A younger Vanessa came onto the screen. “Hi,” she said, waving at the camera. “My name is Vanessa Price.”

She held up a glass with something dark sloshing around in it.

“My sister died yesterday. I just poured myself a glass of Sambuca and decided that it was too gross to drink straight so I poured some grape juice in it, which only managed to make it worse. And I sat there staring at this and I asked myself, ‘Vanessa, do you really want to be the kind of person who deals with loss by drinking shitty cocktails?’ And I decided no. I don’t want to take the edge off my sister’s tragic and untimely death with disgusting alcoholic beverages because, one, she wouldn’t want that. And secondly, I don’t want that either. You see, I might be dying too. And dying changes things. I’ll get to all that in a minute.

“If I know my days might be numbered, I want to savor each day. I want to enjoy every single thing I eat and drink, and all the people I meet, and every last second on this Earth. I want to laugh. I want to explore. I want to live my life, what’s left of my life, like a butterfly in the wind and go where the world takes me. I definitely don’t want to sit around in my dead-end job and wait for the next installment from the creepy old guy in Monett, Missouri, who met me in an online support group once and now sends me handwritten love letters in cursive.” She leaned into the camera. “Let me just tell you, as someone who might have a fatal health condition, there’s still nothing more terrifying than a handwritten letter in cursive. Especially when it’s accompanied by a Ziploc bag of his slightly-moist-for-some-reason homemade beef jerky. Trust me on this.

“So, I cashed in my 401(k), all $1,023 of it. Oh, and by the way, Patrick, I quit. Sorry you had to find out like this. And I’m leaving today. Now. Right after I upload this video. Actually, no. Right after I have a yard sale, sell my hair, and pawn my jewelry. Then I’m leaving. So, like, maybe tomorrow.

“Probably nobody will watch this. I don’t even know who I’m making this for. But I figure if it leads to even one dollar donated to research or one person deciding to live their best life, then I guess it’s worth it, right? Now, about my sister.

“My sister died of a rare fatal disease called amyotrophic lateral sclerosis. ALS. You probably know about it because a few years ago everyone was doing that Ice Bucket Challenge and dumping ice water on themselves in support of ALS research.

“I know about this disease because it’s been a part of my earliest memory. It is my family curse.
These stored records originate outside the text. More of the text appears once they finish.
Issue #136, opened 2021-11-24
Support case-wide data (input)


perolavsvendsen:
As a general rule, input data shall be handled elsewhere. However there may also be a need for handling input data within FMU workflows. An example of this is seismic observations.

The use case is to produce metadata for data that is currently being copied into share/ on case level, and used in each realization (via symlinks usually).

Currently, the `fmu` block has the following fields:
```
fmu:
  case
  model
  workflow
  iteration
  realization/aggregation  # realization if realization, aggregation if aggregation
```

Propose to add a third option to `realization`/`aggregation`:
```
fmu:
  case
  model
  workflow
  iteration
  realization/aggregation/XX
```
... to cover those instances of data which are not realizations nor aggregations.

Suggestions for naming:
`input` (too narrow?)
`observation` (too narrow, and already covered by the `data.is_observation`?)
`shared` (too confusing?)

Specific example: A seismic cube representing observed seismic used for this particular case.
(could also be relevant for other types of general observations pertaining to a case in the future)

perolavsvendsen:
Perhaps what has been suggested offline: Will it be sufficient to simply *not* include those which are not applicable, e.g `iteration` or `realization`? I.e implicitly, if `realization` is missing, the data does not belong to a realization.

perolavsvendsen:
Offline discussions @jsorb @jcrivenaes @ashildskalnes

Agreed to allow for `input`, as data objects on the same pattern as results. Agree to start with case level input data on same pattern as `aggregation`.
- [ ] Allow for `input` in fmu.dataio
- [ ] Implement and test on Drogon

perolavsvendsen:
More offline discussions: Given the (temporary) support for generating metadata on `input`, it is considered a much better option to create completely separate schema for input data and not mix it into "results". This creates other problems and challenges, which will not be elaborated on here, related to automation.

ashildskalnes:
OK with me:-)

perolavsvendsen:
Clarification: Not talking about `input` - but `post-processed` data.

perolavsvendsen:
A function must take existing data, with metadata, belonging to the _template_ - add _case_-metadata and store in right place on /scratch. End result shall be that pre-processed, case-wide data, is stored on /scratch with sufficient metadata to 1) be identified uniquely and 2) validate against schema for upload.

For the Webviz4D use case:
[...]

PR #179, opened 2022-01-29
Case-level input data with metadata

perolavsvendsen:
Attempt to solve #136 

Functionality for attaching metadata to input data for a case being exported to the current case structure, under `share/input`.

- [ ] Agree on concepts/patterns. Synchronize with #174 
- [ ] Expand tests


perolavsvendsen:
Closed, now irrelevant

Issue #180, opened 2022-02-07
Support fmu-context without being in the realization context


perolavsvendsen:
Current determination of `fmurun` rests on the folder structure and key files, but will only trigger if in the realization/FORWARD_MODEL context. Another fmu context is e.g. pre-processing work, either as ERT workflows or as non-ERT functions.

To be robust for this setting, suggest to refactor the code which fetches the iteration/realization/case information from the file structure.

PR #181, opened 2022-02-07
Refactor get ert info

perolavsvendsen:
Contribution towards #180 
Refactoring the methods that get ERT-context information such as realization, iteration, etc. To make it easier to read, but also in preparations for the need for being in the FMU context but outside the ERT context.


jcrivenaes (approved):
I think it is a step in right direction; however it may well be that the whole context needs a full rewrite at a later stage (i.e. isolate the context to a class and make it more agnostic if the environment, e.g. a non-ERT setting)

PR #191, opened 2022-02-19
Schema file requirements

perolavsvendsen:
Loosening the requirements of attributes within the `file` block. Keeping `file.relative_path` as both contractual and required, but removing `file.absolute_path` and `file.checksum_md5`. These attributes can only exist when file exists on local disk. However, use cases such as usage within aggregation service may not involve exporting the file to the disk at all. In these cases, the `file.relative_path` will still be kept as it serves as an important identifier for a specific data object.

- [x] Confirm with SSDL/REP
- [x] Confirm with Sumo


ek-bouvet:
Hei! 

Replying on behalf of REP/SSDL. 

At a first glance:

* **Removal of checksum_md5**. We are using the checksum and propagating all the way to the surface-api. So would have to investigate the impact of this removal a little more and do the corresponding changes. Might be breaking for us.

* **Removal of absolute_path**. This property is not in use by us. One question though, about the downloading of files and existence on local disk - will this impact the loading of files from blob storage?

rwiker:
We currently have the checksum in `file.checksum_md5`, but also in `_sumo.blob_md5`. I'm not sure if the version in `_sumo.blob_md5` comes from the uploader, or is added by Sumo. It may be useful to have a checksum that is added by the source, which we can then check against the checksum that the blob store computes and attches to the blob. If `_sumo.blob_md5`comes from the source, then `file.checksum_md5` is redundant and can be dropped.

ek-bouvet:
> We currently have the checksum in `file.checksum_md5`, but also in `_sumo.blob_md5`. I'm not sure if the version in `_sumo.blob_md5` comes from the uploader, or is added by Sumo. It may be useful to have a checksum that is added by the source, which we can then check against the checksum that the blob store computes and attches to the blob. If `_sumo.blob_md5`comes from the source, then `file.checksum_md5` is redundant and can be dropped.

If the _sumo.blob_md5 is a "duplicate" of sorts, it would not require much effort on our end to remap to this, I believe.

rwiker:
It’s not an exact duplicate; file.checksum_md5 is a hexadecimal representation of a 128-bit number, while _sumo.blob_md5 is a base64 encoding ogf the 128-bit number. So, same value, different encodings.

Example:

        "_source": {
          "file": {
            "checksum_md5": "48ebec435e821e93505e8bafc7a238cb"
          },
          "_sumo": {
            "blob_md5": "SOvsQ16CHpNQXouvx6I4yw=="
          }
        },

Another difference is that _sumo.blob_md5 is not currently searchable, but that be changed by an update to the ElasticSearch index mapping.

perolavsvendsen:
Sounds like an OK (?) option here is to keep `file.checksum_md5` but _change the definition_ of it slightly. Instead of it being a hash of the saved file, it is a hash of the instance before it is stored to a file. My hunch is that this should be trivial to change on the FMU-side. That would result in only the `absolute_path` not being present in some cases.

The reason this comes up now is because of the bulk aggregation service, which is a context where we don't want to save any files to a disk local to the computation, but upload the instance directly to Sumo. E.g. for a surface. Currently we don't make the `file.checksum_md5` until the file has been saved to local disk.

perolavsvendsen:
Also, there is perhaps a difference between `contractual` and `required`. E.g. a `required` attribute will always be present (metadata not valid without). A `contractual` attribute may not always be present, but the definition of it will not be changed without due process. But we may not have a clear enough contract for the definition of `contractual` 🤔

ek-bouvet:
> Sounds like an OK (?) option here is to keep `file.checksum_md5` but _change the definition_ of it slightly. Instead of it being a hash of the saved file, it is a hash of the instance before it is stored to a file. My hunch is that this should be trivial to change on the FMU-side. That would result in only the `absolute_path` not being present in some cases.
> 
> The reason this comes up now is because of the bulk aggregation service, which is a context where we don't want to save any files to a disk local to the computation, but upload the instance directly to Sumo. E.g. for a surface. Currently we don't make the `file.checksum_md5` until the file has been saved to local disk.

This would work well on our end, at least 👍

perolavsvendsen:
* `file.checksum_md5` and `file.relative_path` are required, `file.absolute_path` is not required.
* Changing the definition of contractual attributes to be specific to these two sub-attributes, rather than the whole `file` block.

rwiker (approved):
LGTM.

ek-bouvet (approved):

PR #192, opened 2022-02-19
Aggregations docs

perolavsvendsen:
Create documentation for the aggregation support, ref #174


perolavsvendsen:
Redundant, replaced by #210

Issue #564, opened 2024-04-02
Return object metadata as a Pydantic model


mferrera:
Currently a method is called to populate object metadata in a class.

https://github.com/equinor/fmu-dataio/blob/22c62d5ef6de30909d116a136677eea555e6c947/src/fmu/dataio/_metadata.py#L159-L163

This method (`derive_metadata()`) should instead return a Pydantic model.

Part of #457

PR #658, opened 2024-05-27
ENH: Return BaseModel from bbox getters

mferrera:
Contributes to #564 

This also allows the getter to be optional in the cases in which the method will never be called because a bounding box is not relevant to the data type.

Schema was updated to reflect the added docstrings.

### DIFF
--- a/src/fmu/dataio/datastructure/meta/content.py
+++ b/src/fmu/dataio/datastructure/meta/content.py
@@ -122,6 +122,8 @@ class Layer(BaseModel):
 
 
 class BoundingBox2D(BaseModel):
+    """Contains the 2D coordinates within which a data object is contained."""
+
     xmin: float = Field(
         description="Minimum x-coordinate",
         allow_inf_nan=False,
@@ -141,6 +143,8 @@ class BoundingBox2D(BaseModel):
 
 
 class BoundingBox3D(BoundingBox2D):
+    """Contains the 3D coordinates within which a data object is contained."""
+
     zmin: float = Field(
         description=(
             "Minimum z-coordinate. For regular surfaces this field represents the "
--- a/src/fmu/dataio/providers/objectdata/_provider.py
+++ b/src/fmu/dataio/providers/objectdata/_provider.py
@@ -171,9 +171,8 @@ class ExistingDataProvider(ObjectDataProvider):
         """Derive data.spec from existing metadata."""
         return self.metadata["spec"]
 
-    def get_bbox(self) -> dict:
+    def get_bbox(self) -> None:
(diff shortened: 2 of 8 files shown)


src/fmu/dataio/datastructure/meta/content.py
```diff
@@ -122,6 +122,8 @@ class Layer(BaseModel):
 
 
 class BoundingBox2D(BaseModel):
+    """Contains the 2D coordinates within which a data object is contained."""
+
```
mferrera, line 126: Can these docstrings be improved? Are they fully accurate?

src/fmu/dataio/providers/objectdata/_provider.py
```diff
@@ -204,10 +202,8 @@ def get_spec(self) -> dict[str, Any]:
         logger.info("Get spec for dictionary")
         return {}
 
-    def get_bbox(self) -> dict[str, Any]:
+    def get_bbox(self) -> None:
         """Derive data.bbox for dict."""
```
tnatt, line 206: I did not know if was possible to have a function without a body.. thought `pass` was needed 🙂

src/fmu/dataio/providers/objectdata/_provider.py
```diff
@@ -219,6 +215,6 @@ def get_objectdata(self) -> DerivedObjectDescriptor:
             fmt=(fmt := self.dataio.dict_fformat),
             extension=self._validate_get_ext(fmt, "JSON", ValidFormats().dictionary),
             spec=self.get_spec() or None,
-            bbox=self.get_bbox() or None,
+            bbox=None,
```
tnatt, line 218: I like this change, we should do the same for the Objects with empty `spec`

tnatt (approved):
The changes here looks good 👍 I don't really have a comment regarding the docstring though, maybe @perolavsvendsen has.

src/fmu/dataio/providers/objectdata/_provider.py
tnatt: hehe I just now saw your PR on the `spec` 😄

src/fmu/dataio/providers/objectdata/_provider.py
mferrera: As long as a docstring is there python is happy 😄

perolavsvendsen: I noticed the same a while ago, by accident. Had started writing a test function but never got further than the definition and the docstring, but in the end forgot all about it - and the tests ran fine for months until I discovered the error :)

PR #659, opened 2024-05-27
ENH: Return BaseModel from spec getters 

mferrera:
Contributes to #564
Stacked PR on #658


tnatt (approved):
It makes me happy to see we are moving towards #564 👍 LGTM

My family has what’s called familial ALS, meaning it’s hereditary. The strain my family suffers from starts earlier and kills faster than the sporadic kind and the limited treatments available will only extend your life about three months. The particular mutated gene that causes it in my family hasn’t been identified yet. Meaning I can’t even test for it.” She paused. “I might have a ticking time bomb in my DNA.

“My grandmother had it. My aunt had it. My mom had it, though she died in a car accident before ALS took her life. My sister Melanie had it. And there’s a fifty percent chance I have it too…”

What she said after that, I don’t know, because my ears started to ring.